Zoro 2011 – Finale di partita. Un documentario? No, un documento
La settantaseiesima puntata di Tolleranza Zoro, in onda su La7
Mentre scrivo, La7 sta mandando in onda Zoro 2011 – Finale di partita, ovvero la settantaseiesima puntata di Tolleranza Zoro, ovvero, il racconto dei fatti di piazza e di politica di questo assurdo 2011 commentati da Diego Bianchi (in arte Zoro).
Un racconto minimal-stralunato, con lo sguardo roman-satirico di Zoro che coglie le idiosincrasie dei politici e dei manifestanti, dei giornalisti e dei fotografi, del linguaggio e dei termini utilizzati; Zoro tratteggia con la sua voice over e con il montaggio sincopato un anno da sincope: il Pd-mille-facce e Berlusconi, gli scontri di Roma (che sembrano così lontani nel tempo, a rivederli), la fiducia dei 308, le dimissioni di Berlusconi. Il tutto con l'(auto?)ironia di sinistra. Una sinistra che forse non c’è ma che Zoro rappresenta perfettamente in tutte le sue speranze e illusioni disilluse.
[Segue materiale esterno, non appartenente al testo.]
PR #414, opened 2024-09-24
fix(platform/tree): Linter-reported issue about change of behavior in `macro_rules!`'s `expr`.

KirilMihaylov:


gmanev7:
@KirilMihaylov FYI this module is going to be removed from main with the next commit

PR #420, opened 2024-09-24
refactor(platform/sdk): Split `cosmos_proto` off `cosmos_ibc` for the sake of granularity.

KirilMihaylov:


gmanev7:
at first sight, replacing `sdk/cosmos_ibc` with `sdk/cosmos_proto` would work

KirilMihaylov:
I kept the dependency of other packages the same, just needed a minimal `prost` re-export without pulling the rest or having to manage the `prost` version manually.

PR #422, opened 2024-09-24
refactor(protocol/dex+swap): Revamp structure to better utilize the type system for bug prevention.

KirilMihaylov:


KirilMihaylov:
CI shall be fixed in consequent commits to the branch.

protocol/Cargo.toml
```diff
@@ -48,6 +48,7 @@ base64 = { version = "0.22", default-features = false }
 serde = { version = "1", default-features = false }
 serde_json = "1"
 postcard = { version = "1", default-features = false }
+prost = { version = "0.12", default-features = false }
```
gmanev7, line 51: in opposite, please remove this dependency from platform/Cargo.toml, and migrate all imports `use prost::*` to use `sdk::cosmos_sdk_proto::prost::*`

protocol/packages/dex/src/swap.rs
```diff
@@ -21,9 +21,7 @@ pub trait ExactAmountIn {
         GIn: Group,
         GSwap: Group;
 
-    fn parse_response<I>(trx_resps: &mut I) -> Result<Amount>
-    where
-        I: Iterator<Item = Any>;
+    fn parse_response(response: CosmosAny) -> Result<Amount>;
```
gmanev7, line 24: do not buy this change without any motivation. Two reasons to reject this change:
- the parse is designed to be reflective of the build fn - the latter allows multiple messages to be sent as a transaction so parse should also be able to parse multiple responses
 - the API allowed communication to more complex DEX APIs

protocol/packages/swap/Cargo.toml
```diff
@@ -16,50 +16,77 @@ combinations = [
...
+]
 
 [dependencies]
-currency = { workspace = true, optional = true }
 dex = { workspace = true, optional = true }
+oracle = { workspace = true, optional = true }
+
+currency = { workspace = true, optional = true }
 finance = { workspace = true, optional = true }
-oracle = { workspace = true, optional = true, features = ["stub_swap"] }
```
gmanev7, line 53: are you sure "stub_swap" is not needed in all the features? I am

protocol/Cargo.toml
KirilMihaylov: As mentioned before, if I could, I would. The `Message` derivation macro expects `prost` as a dependency and not as an import.

protocol/packages/dex/src/swap.rs
KirilMihaylov: The old `parse_response` followed a bad practice, taking the iterator and polling it, which **is** defined as implementation dependent what it will do after the first `None`. This leads to error-proneness.

Another point I'd like to make is that, the iterator iterates over **multiple** responses, while the the function operates on the next *one*.

protocol/packages/swap/src/astroport/mod.rs
```diff
@@ -95,24 +73,35 @@ where
...
+        "neutron12jm24l9lr9cupufqjuxpdjnnweana4h66tsx5cl800mke26td26sq7m05p";
+}
+
+#[cfg(feature = "dex-astroport_main")]
+impl Router for Impl {
+    // Source: https://github.com/astroport-fi/astroport-changelog/blob/main/neutron/neutron-1/core_mainnet.json
+    const ADDRESS: &'static str =
+        "neutron1rwj6mfxzzrwskur73v326xwuff52vygqk73lr7azkehnfzz5f5wskwekf4";
+}
+
```
gmanev7, line 104: The more I look at this more I doubt the trait is needed. To say it straight - it's an overkill. In addition, the new way you suggest to be consumed is not acceptable - `<Self as Router>`

KirilMihaylov: Why wouldn't it be acceptable? And I wouldn't say it's an overkill as this **dis**allows different signatures while also evading `cfg` shenanigans in the constant's value definition.

protocol/packages/swap/Cargo.toml
KirilMihaylov: You were right, it is needed but only for the `testing` feature, thus I have moved it here:
https://github.com/nolus-protocol/nolus-money-market/pull/422/files/f338d2c5e7996e9a1d7d5d94ff1cb4ddc403f480#diff-eb2041f1f3c24c33db9764eb04a011b1818b14e34b3906f0fd713b4ae491124fR61

gmanev7: impossible, the imports [here ](https://github.com/nolus-protocol/nolus-money-market/blob/7522439e31d512f63ef5b05d144ae205938ea324/protocol/packages/swap/src/astroport/mod.rs#L12) are included only under "stub_swap"

KirilMihaylov: Then some other package must be including the feature. What I'm trying to say is that it still works without it. Saying "impossible" doesn't exactly contribute much when I know for a fact that it still works.

I will add it to the `dex-astroport_{main|test}` features, but it should probably be investigated who still pulls it.

protocol/packages/dex/src/swap.rs
```diff
@@ -21,9 +23,9 @@ pub trait ExactAmountIn {
         GIn: Group,
         GSwap: Group;
 
-    fn parse_response<I>(trx_resps: &mut I) -> Result<Amount>
+    fn parse_response<I>(trx_resps: &mut Fuse<I>) -> Result<Amount>
```
gmanev7, line 26: too much
let's not pollute the interface with an extra requirements on the Iter impl

protocol/packages/swap/src/astroport/mod.rs
```diff
@@ -95,7 +75,7 @@ where
         })
     }
 
-    fn parse_response<I>(trx_resps: &mut I) -> Result<Amount>
+    fn parse_response<I>(trx_resps: &mut Fuse<I>) -> Result<Amount>
```
gmanev7, line 78: same

protocol/packages/swap/src/osmosis/mod.rs
```diff
@@ -57,20 +61,19 @@ impl ExactAmountIn for Impl {
         Ok(())
     }
 
-    fn parse_response<I>(trx_resps: &mut I) -> Result<Amount>
+    fn parse_response<I>(trx_resps: &mut Fuse<I>) -> Result<Amount>
```
gmanev7, line 64: again

protocol/packages/dex/src/impl_/transfer_out.rs
```diff
@@ -301,18 +306,18 @@ where
...
         G: Group + MemberOf<Self::GIn>,
     {
-        let next_idx = self.last_index.map_or(CoinsNb::ZERO, |prev_idx| {
-            prev_idx
-                .checked_add(1)
-                .expect("The swap task exceeds the max number of coins `CoinsNb::MAX`")
+        self.last_index = Some(if let Some(last_index) = self.last_index {
+            last_index.checked_add(1).ok_or(const { TooManyCoins })?
+        } else {
+            CoinsNb::ZERO
```
gmanev7, line 318: could you revert the code to using `Option::map_or` - less branching, more concise code

protocol/packages/swap/Cargo.toml
```diff
@@ -18,47 +18,45 @@ combinations = [
...
     "dep:astroport",
-    "dep:currency",
-    "dep:dex",
-    "dep:finance",
-    "dep:oracle",
-    "dep:platform",
-    "dep:sdk",
-    "dep:serde",
+    "sdk/cosmos_ibc",
 ]
```
gmanev7, line 29: I am curious why the test dex would require `"sdk/cosmos_ibc"` and the main dex not.

protocol/packages/swap/Cargo.toml
```diff
@@ -18,47 +18,45 @@ combinations = [
...
-    "dep:oracle",
-    "dep:platform",
-    "dep:sdk",
-    "dep:serde",
+    "sdk/cosmos",
+]
+dex-test_impl = [
+    "dep:prost",
+    "sdk/cosmos",
 ]
```
gmanev7, line 37: we have agreed on not providing it

protocol/packages/swap/src/astroport/mod.rs
```diff
@@ -113,6 +91,24 @@ where
...
+}
+
+#[cfg(feature = "dex-astroport_test")]
+impl Router for Impl {
+    // Source: https://github.com/astroport-fi/astroport-changelog/blob/main/neutron/pion-1/core_testnet.json
+    const ADDRESS: &'static str =
+        "neutron12jm24l9lr9cupufqjuxpdjnnweana4h66tsx5cl800mke26td26sq7m05p";
+}
+
+#[cfg(any(feature = "dex-astroport_main", feature = "dex-test_impl"))]
```
gmanev7, line 105: we avoid `cfg` in the not-top-level modules hence we want the `lib.rs` to select the appropriate implementation

protocol/packages/swap/src/astroport/mod.rs
```diff
@@ -33,37 +31,17 @@ mod testing;
...
-    /// Source: https://github.com/astroport-fi/astroport-changelog/blob/main/neutron/pion-1/core_testnet.json
-    const ROUTER_ADDR: &'static str =
-        "neutron12jm24l9lr9cupufqjuxpdjnnweana4h66tsx5cl800mke26td26sq7m05p";
-}
-
 #[derive(Serialize, Deserialize)]
-pub struct RouterImpl<R>(PhantomData<R>);
+pub enum Impl
+where
+    Self: ExactAmountIn, {}
```
gmanev7, line 37: [all dex-es] We agreed on bounding to `Self: Router`

protocol/packages/swap/src/testing/mod.rs
```diff
@@ -55,13 +53,44 @@ where
     CurrencyDTO::<G>::from_symbol_testing::<DexSymbols<G>>(symbol).map_err(Into::into)
 }
 
+#[cfg(any(feature = "testing", test))]
```
gmanev7, line 56: no need to double this since it's identical to the one in `lib.rs` right above `mod testing`

protocol/packages/swap/src/astroport/mod.rs
KirilMihaylov: Yes, I remember that we did but the compiler/clippy complained that the trait was more private. Should I just make it public too?

gmanev7: nope, let's try with a where clause at `impl ExactAmountIn for Impl ` would that work?

gmanev7 (approved):

PR #427, opened 2024-09-24
feat(protocol/protocol): Add protocol JSON deserialization library.

KirilMihaylov:


KirilMihaylov:
CI shall be fixed in consequent commits to the branch.

gmanev7:
Could you share your motivation behind this new library package?

gmanev7:
what other packages are going to benefit from it? what use case do you envisage it would take part in?

KirilMihaylov:
The only beneficiary so far is the `currencies` package's build script, but can be extended to cover `dex` too in the future, if we decide we'd like to.

protocol/packages/protocol/src/lib.rs
```diff
@@ -0,0 +1,13 @@
+use std::collections::BTreeSet;
+
+use serde::Deserialize;
+
+#[derive(Deserialize)]
+#[serde(deny_unknown_fields, rename_all = "snake_case")]
+pub struct Protocol {
+    pub dex_network: String,
+    pub dex: String,
+    pub liquidity_provider_currency_ticker: String,
```
gmanev7, line 10: LPN is a known abbreviation for the project and in its lowercase form is used throughout the source code, please rename

protocol/packages/protocol/src/lib.rs
```diff
@@ -0,0 +1,13 @@
...
+    pub stable_currency_ticker: String,
+    pub lease_currencies_tickers: BTreeSet<String>,
```
gmanev7, line 12: We already have an abstraction that on the wire is presented with its ticker. That is CurrencyDTO<G>. Please use it.

To save a cycle - G is unknown if the package does not depend on currencies. Either move the type to another package or make it generic over G.

PR #430, opened 2024-09-25
feat(lease): no version checks on legacy lease migration

gmanev7:
in addition:
fix(currencies): osmosis-osmosis-osmo denoms

### DIFF
--- a/protocol/contracts/lease/src/api/mod.rs
+++ b/protocol/contracts/lease/src/api/mod.rs
@@ -26,8 +26,16 @@ pub type LpnCoinDTO = crate::finance::LpnCoinDTO;
 
 #[derive(Serialize, Deserialize, Clone)]
 #[serde(deny_unknown_fields, rename_all = "snake_case")]
-pub struct MigrateMsg {}
+pub struct MigrateMsg {
+    pub kind: MigrationKind,
+}
 
+#[derive(Serialize, Deserialize, Clone)]
+#[serde(deny_unknown_fields, rename_all = "snake_case")]
+pub enum MigrationKind {
+    LEGACY,
+    REGULAR,
+}
 #[derive(Serialize, Deserialize, Clone, PartialEq, Eq, JsonSchema)]
 #[cfg_attr(any(test, feature = "testing"), derive(Debug))]
 #[serde(deny_unknown_fields, rename_all = "snake_case")]
--- a/protocol/contracts/lease/src/api/mod.rs
+++ b/protocol/contracts/lease/src/api/mod.rs
@@ -27,7 +27,7 @@ pub type LpnCoinDTO = crate::finance::LpnCoinDTO;
 #[derive(Serialize, Deserialize, Clone)]
 #[serde(deny_unknown_fields, rename_all = "snake_case")]
 pub struct MigrateMsg {
-    pub kind: MigrationKind,
+    pub kind: MigrationKind, // TODO remove it once the migration ot v0.7.3 is over
 }
 
 #[derive(Serialize, Deserialize, Clone)]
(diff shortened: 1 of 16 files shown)


protocol/contracts/lease/src/api/mod.rs
```diff
@@ -26,8 +26,16 @@ pub type LpnCoinDTO = crate::finance::LpnCoinDTO;
...
 #[derive(Serialize, Deserialize, Clone)]
 #[serde(deny_unknown_fields, rename_all = "snake_case")]
-pub struct MigrateMsg {}
+pub struct MigrateMsg {
+    pub kind: MigrationKind,
+}
 
+#[derive(Serialize, Deserialize, Clone)]
+#[serde(deny_unknown_fields, rename_all = "snake_case")]
+pub enum MigrationKind {
```
KirilMihaylov, line 35: Please add `// TODO` comment for removing it just so the IDEs can find it and we don't forget it. Probably not needed anywhere else because removing the definition will break the rest anyway.

protocol/contracts/leaser/src/migrate.rs
```diff
@@ -36,12 +36,12 @@ where
...
     I: Iterator<Item = MaybeCustomer<LI>>,
     LI: ExactSizeIterator<Item = Addr>,
-    MsgFactory: Fn() -> MigrateMsg,
+    MsgFactory: Fn(MigrationKind) -> MigrateMsg,
 {
     let mut msgs = MigrateBatch::new(lease_code, max_leases);
 
     let legacy_leases = msgs
-        .migrate_leases(leases, &migrate_msg)
+        .migrate_leases(leases, &|| migrate_msg(MigrationKind::LEGACY))
```
KirilMihaylov, line 44: Taking a reference to the closure is most likely unnecessary and might also be caught by clippy in the CI.

protocol/contracts/leaser/src/migrate.rs
```diff
@@ -51,7 +51,9 @@ where
     legacy_leases.and_then(|()| {
         customers
             .find_map(|maybe_customer| match maybe_customer {
-                Ok(customer) => msgs.migrate_or_be_next(customer, &migrate_msg),
+                Ok(customer) => {
+                    msgs.migrate_or_be_next(customer, &|| migrate_msg(MigrationKind::REGULAR))
```
KirilMihaylov, line 55: Taking a reference to the closure is most likely unnecessary and might also be caught by clippy in the CI.

protocol/contracts/leaser/src/migrate.rs
```diff
@@ -371,7 +377,7 @@ mod test {
         vec![Ok(cust1), Ok(cust2), Ok(cust3), Ok(cust4)].into_iter()
     }
 
-    fn migrate_msg() -> impl Fn() -> MigrateMsg {
-        || MigrateMsg {}
```
KirilMihaylov, line 375: Just as a note about the previous implementation, those are totally unnecessary gymnastics because passing the function pointer would've done that same without introducing indirection. I hope it will stay the way the new one is implemented.

KirilMihaylov (commented):
Comments do not concern the implementation but rather small details in the use of it.

protocol/contracts/leaser/src/migrate.rs
gmanev7: neither of them - the compiler complains if not provided, and the clippy is happy with it

protocol/contracts/leaser/src/migrate.rs
gmanev7: neither of them - the compiler complains if not provided, and the clippy is happy with it

protocol/contracts/leaser/src/migrate.rs
gmanev7: this is an old chunk of code and do net see any sense of commenting it now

Le riprese da “testimone” diretto degli eventi, il commento, il montaggio che diventa commento a sua volta, vere e proprie perle, fra cui proprio lui, Zoro, che il 5 novembre in piazza col Pd fa quello che va a portar Matteo Renzi a salutare gli altri, si incolla a Veltroni che, quando parla Gigi, per non far veder che si commuove gioca col telefonino, commenti alla fine del governo Berlusconi, tipo: «Epperò, per essere la fine del ventennio bbreve, de gente ce ne stava poca», «Semo libberi, però libberi un pezzetto». «E’ ‘na vita che aspettamo ‘sto momento, mo’ come lo festeggiamo? Che sonamo? Che cantamo?» (e parte il medley, da A-e-i-o-u-ipsilon a Voglia di vincere). E ancora, il racconto dell’arrivo del governo dei tecnici.
(“Documentario”, così è scritto sul palinsesto), scrive lui, autore e protagonista, sul suo Twitter. Ora, documentario non può essere, perché un documentario dovrebbe essere in qualche modo “scientifico”. Infatti è qualcosa di più: è un documento. Ironico e stralunato come può essere una spiegazione degli ultimi mesi dell’Italia fatta da uno che prova davvero a scherzarci su. Per capirlo bisogna avere un po’ di passione politica, non c’è dubbio. E bisogna avere anche uno sguardo disincantato e privo di quella componente “tifosa” che devasta ogni discorso politico in Italia.
Solo che, a guardarlo bene, sale soltanto una grande amarezza. Mica per il documento, che è fatto bene (i mezzi tecnici, se c’è un’idea, contano poco, l’estetica e l’apparenza non servono a niente, in questi casi). No, per quel che racconta. Fino al finale, affatto consolatorio:
«Riposa ‘sto cervello. Daje, su. Che mo’ ce pensa er tecnico».